PR #2148, opened 2017-12-14
Fix unresolved case in duplicate check

ncough:
The method `isUnsafeToDuplicateAndExecuteAgain` on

» **YOUR OBJECTIVE**
Word for word, set down all the lines above.

» **TASK SOLUTION**
PR #2148, opened 2017-12-14
Fix unresolved case in duplicate check

ncough:
The method `isUnsafeToDuplicateAndExecuteAgain` on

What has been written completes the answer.